His own view of Islam is a fundamentalist one: “According to the Quran, there are no moderate Muslims. It’s not Geert Wilders who’s saying that, it’s the Quran . . . saying that. It’s many imams in the world who decide that. It’s the people themselves who speak about it and talk about the terrible things — the genital mutilation, the honor killings. This is all not Geert Wilders, but those imams themselves who say this is the best way of Islam.”
Note that Wilders characterizes his views as being the views of Islamic imams and the statements of the Qur’an, and Taranto nonetheless willy-nilly reports this as “his own view of Islam,” which is “fundamentalist.” That there are indeed so many “fundamentalist” imams in Europe and elsewhere, and that mainstream, authoritative Islam does indeed teach these things, doesn’t seem to interest him. Certainly there are voices within Islam that Taranto would consider “non-fundamentalist,” but how much influence do they have? Is their following larger among non-Muslims than it is among Muslims? Taranto should have considered these questions.
Yet he insists that his antagonism toward Islam reflects no antipathy toward Muslims: “I make a distinction between the ideology . . . and the people. . . . There are people who call themselves Muslims and don’t subscribe to the full part of the Quran. And those people, of course, we should invest [in], we should talk to.” He says he would end Muslim immigration to the Netherlands but work to assimilate those already there.
Wilders “insists” that he has no “antipathy toward Muslims.” When a writer uses “insists,” generally he thinks that the facts are other than whatever position his subject is insisting upon. In other words, Taranto here seems to reveal his own assumption that someone who reports and warns about Islamic jihad and Islamic supremacism is doing so simply out of some irrational “antipathy toward Muslims.”
His idea of how to do so, however, seems unlikely to win many converts: “You have to give up this stupid, fascist book” — the Quran. “This is what you have to do. You have to give up that book.”
Mr. Wilders is right to call for a vigilant defense of liberal principles. A society has a right, indeed a duty, to require that religious minorities comply with secular rules of civilized behavior.
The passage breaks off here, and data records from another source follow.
PR #298, opened 2023-02-01
[FEATURE] paused check for non-library contract before removal inside factory

Buckram123:


contracts/croncat-factory/src/contract.rs
```diff
@@ -167,8 +168,21 @@ fn execute_remove(
 
     // Can't remove unpaused contract if not a library
     if metadata.kind != VersionKind::Library {
-        // Check if paused
-        todo!();
+        // universal paused checker
+        #[derive(Deserialize)]
+        #[serde(crate = "cosmwasm_schema::serde")]
+        struct CheckIfConfigIsPaused {
```
TrevorJTClarke, line 174: @Buckram123 why inline? Wouldn't this be better in packages?

TrevorJTClarke (approved):
awesome @Buckram123!!

gunna have merge conflicts with my branch - but ill deal with it

contracts/croncat-factory/src/contract.rs
Buckram123: > @Buckram123 why inline? Wouldn't this be better in packages?

It feels like it is the only place it can be used, so didn't feel to move it anywhere else. This way this type is only available in this scope and, for example, it won't be suggested by the IDE. 

Not sure what's the best practice here :(
Want to make it `pub`?

TrevorJTClarke: Aren't we doing this same thing on multiple contracts tho?

Buckram123: > Aren't we doing this same thing on multiple contracts tho?

Pretty sure it's the only place we have `deseralize-only-one-field` struct

mikedotexe: I feel like I'd rather be consistent and discoverable. I can already see myself in 6 months being like, "where is this thing coming from?" and then realizing we discussed this as an exception

PR #301, opened 2023-02-01
for ts, add Nullable_* where needed (tasks and agents)

mikedotexe:
This one fixes stuff that breaks. Let's get ONE green light from CI, lul


mikedotexe:
@deveusss do you know why these TypeScript files are having problems where this `Nullable_` is needed with the underscore. Is this something you have an instinct for, after being in the TypeScript stuff a bit lately? I think you understand this better than me)

deveusss:
this one fixed, I think can be closed

mikedotexe:
Fixed by #304

PR #302, opened 2023-02-01
fix QueryResponse doc comment to actually link there

mikedotexe:
Per @Buckram123 noticing that it 

# DIDN'T ACTUALLY WORK, Mike!

I thought I might fix my work.


Buckram123 (approved):
Clean AF🤑

PR #304, opened 2023-02-01
fix: typegen and reponse types to fix issue with typescript

deveusss:
This PR is fixing typescript codegen


mikedotexe (approved):
Thank you, nice little trick of how DAO DAO also does it.

PR #306, opened 2023-02-02
Disabling feature "library" on the factory

Buckram123:
What happened: we imported `croncat-factory` with a "library" feature from `manager`, `agents` and `tasks` contract. And it made `croncat-factory` build it with a "library" feature by default, which is obviously wrong


deveusss:
good fix)

mikedotexe:
Yep, tested it and it fixed it, amazing thank you

PR #307, opened 2023-02-02
Tests for WithdrawAgentRewards

NinoLipartiia:


contracts/croncat-manager/src/balances.rs
```diff
@@ -228,7 +228,7 @@ pub fn execute_user_withdraw(
         .add_messages(msgs))
 }
 
-/// Execute: MoveBalances
+/// Execute: OwnerWithdraw
 /// Used by owner of the contract to move balances from the manager to treasury or owner address
```
Buckram123, line 232: Thanks!

contracts/croncat-manager/src/tests/manager_tests.rs
```diff
@@ -2683,15 +2687,386 @@ fn test_should_fail_with_zero_rewards() {
...
+        )
+        .unwrap();
+    assert_eq!(agent_reward, Some(Uint128::zero()));
+
+    // Agent contract can call WithdrawAgentRewards even if the reward is zero
+    let payable_account_balance_before_withdraw = app
+        .wrap()
+        .query_balance(PARTICIPANT2, DENOM)
+        .unwrap()
+        .amount;
```
Buckram123, line 3019: Is it right thing to do tho?

Buckram123 (approved):
Nice, thanks for testing it. Not sure if we should return error on empty agent-withdraw tho

PR #309, opened 2023-02-02
negative tests for tasks

Buckram123:
Few fixes: 

- reject empty actions tasks
- allow attaching funds to the wasm actions. We want to support it right @TrevorJTClarke @mikedotexe ?
  - Note: we were ignoring funds on the wasm action which is a vulnerability where we did let anyone attach any funds from manager balance to his tasks LOL :rofl:. From the `main` branch: https://github.com/CronCats/cw-croncat/blob/b920d1a5d5b1730397b04acdbba205eacfd487bd/packages/cw-croncat-core/src/types.rs#L264-L268


mikedotexe:
Good question @Buckram123 I think we need to definitely support attaching funds.
We don't want the CronCat contracts to be a place where people custody their funds, but there are certainly great use cases where you want to attach some nominal amount of funds.

For example, I want to wait until IBC Domains allows 3-letter domains like `cat.cosmos` and I'm willing to have CronCat hold onto 40 JUNO (or whatever) to pay for the registration when it's available. So again, at this point in time, we're not interested in people using CronCat as a vault or custody solution, but there will lots of value in allowing funds to be attached to tasks.

TrevorJTClarke:
> Good question @Buckram123 I think we need to definitely support attaching funds. We don't want the CronCat contracts to be a place where people custody their funds, but there are certainly great use cases where you want to attach some nominal amount of funds.
> 
> For example, I want to wait until IBC Domains allows 3-letter domains like `cat.cosmos` and I'm willing to have CronCat hold onto 40 JUNO (or whatever) to pay for the registration when it's available. So again, at this point in time, we're not interested in people using CronCat as a vault or custody solution, but there will lots of value in allowing funds to be attached to tasks.

im aligned on this as well

PR #310, opened 2023-02-02
[SPLIT] Update agents stats on task completion

deveusss:
This PR is for sending messages to agents contract on task completion


contracts/croncat-agents/src/contract.rs
```diff
@@ -689,3 +691,34 @@ fn on_task_created(
...
+
+    if args.is_block_slot_task {
+        stats.completed_block_tasks += 1;
+    } else {
+        stats.completed_cron_tasks += 1;
+    }
+    AGENT_STATS.save(deps.storage, &args.agent_id, &stats)?;
+
+    let response = Response::new()
+        .add_attribute("method", "on_task_completed")
```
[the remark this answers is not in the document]
deveusss: good catch, thx

contracts/croncat-agents/src/contract.rs
```diff
@@ -689,3 +691,34 @@ fn on_task_created(
...
+        .may_load(deps.storage, &args.agent_id)?
+        .ok_or(ContractError::AgentNotRegistered {})?;
+    croncat_manager_contract::assert_caller_is_manager_contract(
+        &deps.querier,
+        &config,
+        &info.sender,
+    )?;
+    let mut stats = AGENT_STATS
+        .may_load(deps.storage, &args.agent_id)?
+        .unwrap_or_default();
```
Buckram123, line 710:
```suggestion
    let mut stats = AGENT_STATS
        .load(deps.storage, &args.agent_id)?;
```
I don't like it being default here. It should just load, since we checked this agent is active already on `proxy_call`, and, in case, if it didn't load we better fail the transaction, instead of giving false agent stats progression!

contracts/croncat-manager/src/contract.rs
```diff
@@ -528,8 +530,21 @@ pub fn reply(deps: DepsMut, _env: Env, msg: Reply) -> Result<Response, ContractE
...
+                let config = CONFIG.load(deps.storage)?;
+                //todo: fix is_block_slot param after boundary fix
+                let complete_msg = create_task_completed_msg(
+                    &deps.querier,
+                    &config,
+                    queue_item.task.task_hash.clone(),
+                    &queue_item.agent_addr,
+                    matches!(
+                        queue_item.task.interval,
+                        Interval::Block(_) | Interval::Immediate
```
Buckram123, line 542:
```suggestion
                        Interval::Block(_) | Interval::Immediate | Interval::Once
```
Once is also always should be a cron

packages/croncat-sdk-core/src/internal_messages/agents.rs
```diff
@@ -1,11 +1,18 @@
...
+use cosmwasm_std::{to_binary, Addr, Binary, CosmosMsg, StdResult, WasmMsg};
 
 #[cw_serde]
 pub struct AgentOnTaskCreated {
     pub task_hash: String,
 }
 
+#[cw_serde]
+pub struct AgentOnTaskCompleted {
+    pub task_hash: String,
```
Buckram123, line 11:
```suggestion
```
Let's have minimal amount of data transfer, can't see it's needed right now

Buckram123 (changes requested):
Nice, it's so close!

contracts/croncat-manager/src/contract.rs
deveusss: We need block interval here @Buckram123

Buckram123: nvm it could be just
 ```
!matches!(
                        queue_item.task.interval,
                        Interval::Cron(_)
                        ),
  ```

mikedotexe (approved):

PR #312, opened 2023-02-03
E2E MAXX - generating all scenarios of tasks to prove coverage works

TrevorJTClarke:
adding more helper methods for generating tasks


scripts/deployment/src/taskSampleData.ts
```diff
@@ -0,0 +1,469 @@
...
+  Object.keys(queries).forEach(k => {
+    Object.keys(queries[k]).forEach(d => {
+      keys.push(d)
+    })
+  })
+
+  return keys
+}
+
+// The totes magix AMIRIGHT
```
mikedotexe, line 296: You are correct, yes 🧙🏼

PR #205, opened 2016-11-04
Disable licensing tests on integration

tijmenb:
These tests fail on integration.

Quote @timblair:

> So that's trying to download the relevant PDF form from Apto (the 3rd party that manages the PDFs for us), and it's failing, probably because the database in integration doesn't have the correct details in it.

It's on Tim's todo list now. In the meantime, this commit disables the test temporarily.

### DIFF
--- a/features/licensing.feature
+++ b/features/licensing.feature
@@ -1,6 +1,6 @@
 Feature: Licensing
 
-  @normal
+  @normal @notintegration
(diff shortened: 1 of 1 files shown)


alexmuller:
I'd rather we didn't do this kind of thing but I understand why we have in this case.

PR #211, opened 2016-11-30
Use cucumber profiles for environment specific behaviour

cbaines:


cbaines:
Now tested this on integration. There were some weird errors when puppet hadn't been deployed, and so the profile was not being specified:
```
No such file or directory @ rb_sysopen - . Please create a  directory to get started. (Errno::ENOENT)
```

Apart from that, when puppet finished deploying, the fix worked, and the tests for integration were disabled.

PR #213, opened 2016-12-07
Fix place postcode request test

davidbasalla:
Frontend now uses a GET request when the user searches for a postcode (not a POST request anymore). This commit makes the smokey tests pass again.


whoojemaflip:
👍

PR #215, opened 2016-12-09
Update find my nearest test to make html request

davidbasalla:
This was previously making a JSON request and testing some little used functionality in Frontend, which we did not test for in the app itself. We checked in Kibana and apart from Smokey no-one else appears to be posting to JSON place routes. We've chosen to remove this functionality as it simplifies the code in Frontend and do not want to be supporting legacy APIs just for the sake of it.

### DIFF
--- a/features/frontend.feature
+++ b/features/frontend.feature
@@ -58,15 +58,11 @@ Feature: Frontend
 
   @normal
   Scenario: check find my nearest returns results
-    When I try to post to "/ukonline-centre-internet-access-computer-training.json" with "postcode=WC2B+6NH"
+    When I visit "/ukonline-centre-internet-access-computer-training"
+    And I should see "UK online centres"
+    When I try to post to "/ukonline-centre-internet-access-computer-training" with "postcode=WC2B+6NH"
     Then I should get a 200 status code
     And I should see "Holborn Library"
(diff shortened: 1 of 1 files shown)


brenetic:
💭

features/frontend.feature
```diff
@@ -58,15 +58,11 @@ Feature: Frontend
...
   Scenario: check find my nearest returns results
-    When I try to post to "/ukonline-centre-internet-access-computer-training.json" with "postcode=WC2B+6NH"
-    Then I should get a 200 status code
-    And I should see "Holborn Library"
-
-  @normal
-  Scenario: check find my nearest (places) load
     When I visit "/ukonline-centre-internet-access-computer-training"
-    Then I should get a 200 status code
     And I should see "UK online centres"
```
whoojemaflip: Should this be a `Then` step?

features/frontend.feature
```diff
@@ -58,15 +58,11 @@ Feature: Frontend
...
+    When I try to post to "/ukonline-centre-internet-access-computer-training" with "postcode=WC2B+6NH"
```
whoojemaflip: "Do. Or do not. There is no try."

PR #218, opened 2016-12-19
Update Smokey tests for Design Principles

36degrees:
`design-principles` is no longer involved in serving the service manual – it’s entirely served by `service-manual-frontend`. Move the service manual homepage test from the design principles feature to the service manual feature.

Additionally, the search for the service manual is now handled by the global `/search` in combination with `filter_manual` so this does not need to be tested separately.

### DIFF
--- a/features/design_principles.feature
+++ b/features/design_principles.feature
@@ -11,19 +11,6 @@ Feature: Design Principles
     And I should see "Start with user needs"
 
   @normal
-  Scenario: check Service Manual
-    When I visit "/service-manual"
-    Then I should get a 200 status code
-    And I should see "Government Service Design Manual"
-
-  @normal
-  Scenario: check Service Manual search
-    When I visit "/service-manual/search?q=alpha"
-    Then I should get a 200 status code
-    And I should see "alpha"
-    And I should see some search results
-
-  @normal
   Scenario: check Transformation dashboard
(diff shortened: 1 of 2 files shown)


suzannehamilton:
Do we still need to do something about the 404s? It sounds like we should makes sure the old URLs still return results (presumably with a redirect), or return a 410.

36degrees:
We're working on redirecting requests to `/service-manual/search?q=whatever` to `/search?q=whatever&filter_manual=%2Fservice-manual` in service manual frontend.

features/design_principles.feature
```diff
@@ -11,19 +11,6 @@ Feature: Design Principles
     And I should see "Start with user needs"
 
   @normal
-  Scenario: check Service Manual
-    When I visit "/service-manual"
-    Then I should get a 200 status code
-    And I should see "Government Service Design Manual"
-
-  @normal
-  Scenario: check Service Manual search
```
36degrees: It seems redundant to me – search is independently tested and we're just using that with a filter_manual parameter.

tijmenb: 👍 agree

mcmillan:
@suzannehamilton There's a PR outstanding (alphagov/service-manual-publisher#89) which will redirect old searches to `/search`.

PR #221, opened 2017-01-12
Make smokey fail on javascript errors

tijmenb:
This enables turning on javascript for all tests.

This is what it looks like when there is an error:

screen shot 2017-01-12 at 17 07 18

This is follow-up from an incident that occured a few weeks week, where a rogue jQuery upgrade broke a number of pages on GOV.UK.

Trello: https://trello.com/c/WIunrfiT

PR #222, opened 2017-01-13
Smoke test for A/B testing

suzannehamilton:
Add feature tests for a help page which will display the state of an example A/B test (and potentially all A/B tests operating on gov.uk).

This test relies on A/B testing cookies being handled correctly by the server. This requires some CDN Varnish config (alphagov/govuk-cdn-config#13) which will only work on Production (and possibly Staging).

Since this doesn't work in dev, and since the real page doesn't exist yet, I've developed the tests against some temporary changes to collections (see the [ab-smokey-dev branch](https://github.com/alphagov/collections/tree/ab-smokey-dev)).

Both feature tests make multiple requests for statistical sampling. I've set them to make 20 requests each, which takes about 10 seconds per test. I think 20 requests should be high enough - it gives us  10^6 combinations of A/B variants, which means there's a 1 in 500,000 chance of a test giving the wrong result.

https://trello.com/c/MqHpmZYB/309-create-smokey-scenario-for-a-b-testing

### DIFF
--- a/features/step_definitions/ab_testing_steps.rb
+++ b/features/step_definitions/ab_testing_steps.rb
@@ -1,0 +1,58 @@
+Given(/^there is an AB test setup$/) do
+  # Empty step.
+  # We assume that there is always an A/B test set up on the example A/B test
+  # page. If this is not true, the A/B smoke tests will fail, so we should fix
+  # or delete them as appropriate.
+end
+
+Given(/^I do not have any AB testing cookies set$/) do
+  # Empty step.
+  # By default, no cookies are set.
+end
+
+Then(/^we have shown them all versions of the AB test$/) do
+  buckets = @responses.map { |r| ab_bucket(r.body) }.to_set
+  buckets.should == (Set.new ["A", "B"])
+end
+
+Then(/^I am assigned to a test bucket$/) do
+  ab_cookies = @response.headers[:set_cookie]
+    .select { |h| h.start_with? "ABTest-Example=" }
+  assert_equal 1, ab_cookies.length,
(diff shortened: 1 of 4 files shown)


suzannehamilton:
Just realised the seal was not picking up this PR because of the [DO NOT MERGE] marker. @tijmenb and/or @carvil - would you like to take a look?

features/step_definitions/ab_testing_steps.rb
```diff
@@ -0,0 +1,58 @@
...
+  assert bucket == "A" || bucket == "B",
+    "Expected A/B bucket to be 'A' or 'B', but got '#{bucket}'"
+
+  # Store bucket so that subsequent responses can be compared to the original
+  @original_bucket = bucket
+end
+
+Then(/^the bucket is reported to Google Analytics$/) do
+  # FIXME: Implement once we know how we're reporting to GA. Is it sufficient to
+  # check the meta tag which is inspected by GA to report the page view?
```
carvil: What would be our options here if we wanted to check that GA is actually called? Can we access the array of notifications we push to GA with phantomjs and assert that ours is there?

If we keep the markup but somehow change something that means GA stops looking into it, we could have a false positive.

tijmenb: In https://github.com/alphagov/smokey/pull/221 I'm working on adding javascript testing. One way to do it then would be to turn on analytics debugging and inspect `console.log` messages.

carvil: Cool, that would be good 👍

PR #227, opened 2017-01-25
Remove duplicate tag in runner script.

danielroseman:
The `@pending` tag is specified in the yaml configuration and also in
the command-line options that are passed from tests_json_output.sh. It
seems that specifying a tag twice causes Cucumber to skip all tests.
Removing the duplicate fixes the problem.


leenagupte:
👍 LGTM

PR #228, opened 2017-01-25
Revert switch to capybara-webkit

tijmenb:
This reverts https://github.com/alphagov/smokey/pull/222 and https://github.com/alphagov/smokey/pull/224.

The required packages still haven't been installed on the appropriate machines because govuk-puppet can't be deployed. This means production shows a lot of alerts and we won't get warnings for actual failures. Additionally these new tests seem to be failing for no reason on integration https://deploy.integration.publishing.service.gov.uk/job/Smokey/13555/console.

Tested this: https://deploy.integration.publishing.service.gov.uk/job/Smokey/13557/console


leenagupte:
👍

But to demand that they renounce their religious identity and holy books is itself an affront to liberal principles.
Does Taranto realize that his last two sentences contradict one another? Does he have any idea that to comply with “secular rules of civilized behavior,” Muslims would have to discard large portions of the Qur’an and Sunnah and the Sharia rules that are derived from them? Probably he doesn’t. Nonetheless, when the religion’s foremost and central authorities teach that the religious law must dominate, and also teach supremacism, violence, the oppression of women and more, and justify these teachings by reference to the religion’s core texts, there is a conflict when those who hold to the religion move into countries full of unbelievers. That conflict will eventually come to a head one way or another, unless the host country capitulates without any kind of resistance.
Maybe Wilders’s call for them to discard the Qur’an is quixotic and unrealistic, and in any case I myself oppose any call to ban any book. Ideas should be fought with better ideas, not with censorship. Maybe Wilders would gain more traction calling for serious, honest reform based on a genuine rejection of literalism in interpreting the Qur’an and Sunnah, and upon a searching reevaluation of the legal superstructure of Sharia. In any case, neither one is likely to happen. But as long as James Taranto and those of his ilk are unable or unwilling to come to grips with the reality of the problem of Islamic supremacism, and slyly vilify people like Wilders who are standing up to it, one thing is certain: Islamic supremacists will continue to erode the freedoms and rights that have up to now been enjoyed by the free citizens of the West.